Barang dagangan yang ditawarkan lebih kurang sama. Walau untuk pedagang yang menggunakan truk bak terbuka mereka lazimnya menawarkan buah-buahan segar yang sudah berada dalam bungkusan-bungkusan, seperti apel, anggur, pisang, kiwi dan pear.

Mall yang Sesungguhnya
Bagi jamaah haji yang tidak suka berbelanja di bawah terik matahari dan terpaan debu pasir yang dibawa angin, maka Kota Mekkah juga menawarkan tempat belanja yang nyaman.

Salah satunya adalah Abraj Al-Bait Tower yang juga dikenal sebagai Makkah Royal Clock Tower Hotel. Gedung tinggi menjulang yang tepat berada di seberang Masjidil Haram itu biasanya dikenal oleh jamaah Indonesia sebagai Tower Zam Zam.

Dengan ketinggian 601 meter, gedung yang pembangunannya sempat memicu kontroversi itu, menaungi sejumlah hotel mewah dan pertokoan.

Gerai-gerai merk internasional dapat dengan mudah dijumpai di dalam area pertokoannya. Sebagian besar adalah merk-merk impor, mulai deretan restoran wara laba hingga gerai pakaian dan perhiasan.

Pada pekan terakhir menjelang puncak haji, dengan sekitar 128 ribu jamaah Indonesia telah tiba di kota kelahiran Nabi Muhammad SAW itu maka tidak heran bila sebagian besar jamaah yang ditemui lalu lalang di area pertokoan itu adalah jamaah Indonesia. Beberapa di antaranya telah menbawa kantong-kantong belanja.

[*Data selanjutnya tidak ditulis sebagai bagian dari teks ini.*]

PR #3975, opened 2019-09-19
Resolve dependent functions in Dynamic operations

philippjfr:
This makes it possible to provide a function which declares param dependencies in ``.apply`` and in operations, e.g.:

```python
@pn.depends(field.param.value, agg_fn.param.value)
def aggregator(field, agg_fn):
    field = None if field == "counts" else field
    return agg_fn(field)

datashade(..., agg=aggregator)
# or
obj.apply(datashade, agg=aggregator)
```

This complements the ability to use functions with dependencies as ``DynamicMap`` callbacks.

Cc: @jbednar

### DIFF
--- a/holoviews/util/__init__.py
+++ b/holoviews/util/__init__.py
@@ -921,6 +921,11 @@ class Dynamic(param.ParameterizedFunction):
         for k, v in self.p.kwargs.items():
             if util.is_param_method(v):
                 v = v()
+            elif isinstance(v, FunctionType) and hasattr(v, '_dinfo'):
+                deps = v._dinfo
+                args = (getattr(p.owner, p.name) for p in deps.get('dependencies', []))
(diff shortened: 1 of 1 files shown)


jbednar:
Excellent!  I can't test it because my new laptop doesn't have Xcode yet and I'm having Apple ID problems, but it certainly looks like it would work...

jbednar:
Ok, I've tested it and it works perfectly!  You can see the result at https://anaconda.org/jbednar/dashboard_barewidgets , comparing it to the Param-based version at http://datashader.org/dashboard.html .   The main remaining awkwardness in that notebook is the constant `.param.value` invocations, which would be addressed by https://github.com/pyviz/holoviews/issues/3976 and changes already in Panel master that will be in 0.7.0.

PR #3977, opened 2019-09-20
Correctly resample colorcet colormaps

philippjfr:
Fixes  https://github.com/pyviz/holoviews/issues/3964

Cc: @jsignell @jbednar


jbednar:
Thanks! Instead of hardcoding "glasbey" here, maybe it would be more general and extensible to use the database of metadata that we already have about the colormaps? (`hv.plotting.util.list_cmaps("Categorical")`)

PR #5179, opened 2022-01-10
Swap LooseVersion for packaging.Version subclass

philippjfr:
Not sure what to do about this. Also if we backport to the 1.14 branch we will probably have to conditionally import if `sys.version.major < 3`.

PR #5180, opened 2022-01-10
Using packaging.version.Version as LooseVersion

jlstevens:
An alternate approach to https://github.com/holoviz/holoviews/pull/5179: although the subclass approach in that PR would require fewer lines to be changed overall, this approach is more idiomatic in that no new classes are introduced.

Note that `packaging` is not expended to be a new dependency of HoloViews as HoloViews depends on Panel which in turn depends on Bokeh which pulls in `packaging`.

### DIFF
--- a/setup.py
+++ b/setup.py
@@ -16,7 +16,7 @@ install_requires = [
     "pyviz_comms >=0.7.4",
     "panel >=0.9.5",
     "colorcet",
-    'packaging',
+    "packaging",
     "pandas >=0.20.0",
 ]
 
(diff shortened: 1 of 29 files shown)


setup.py
```diff
@@ -16,6 +16,7 @@
     "pyviz_comms >=0.7.4",
     "panel >=0.9.5",
     "colorcet",
+    'packaging',
```
philippjfr, line 19: Consistency :)

```suggestion
    "packaging",
```

philippjfr:
Thanks!

jlstevens:
@philippjfr Now this PR has been rebased, the tests are going green. Ready for final review/merge.

jlstevens:
The Python 3.8, macos-latest build failed but only because it hit the 60 minutes limit afaik.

"Beli abaya, di sini motifnya bagus-bagus," kata Erika (43), seorang jamaah asal embarkasi Solo. Dia mengaku membeli abaya untuk oleh-oleh keluarganya di rumah. Erika mengaku membeli abaya itu dengan harga sekitar 200 riyal.

Sementara itu hingga Kamis (1/9) hampir 87 persen dari 155.200 jamaah Indonesia telah berada di Mekkah siap untuk menanti puncak ibadah haji yang dijadwalkan jatuh pada 10 September. Kedatangan ribuan jamaah Indonesia itu memicu munculnya kantong-kantong Indonesia dalam radius 0-4.500 meter dari Masjidil Haram mengingat Indonesia adalah negara pengirim jamaah haji terbesar sedunia.

Jamak karenanya jika saat menyusuri Masjidil Haram, termasuk di antara Bukit Safa dan Marwa, justru celetukan-celetukan dari bahasa daerah di Indonesia yang banyak terdengar bukannya bahasa Arab.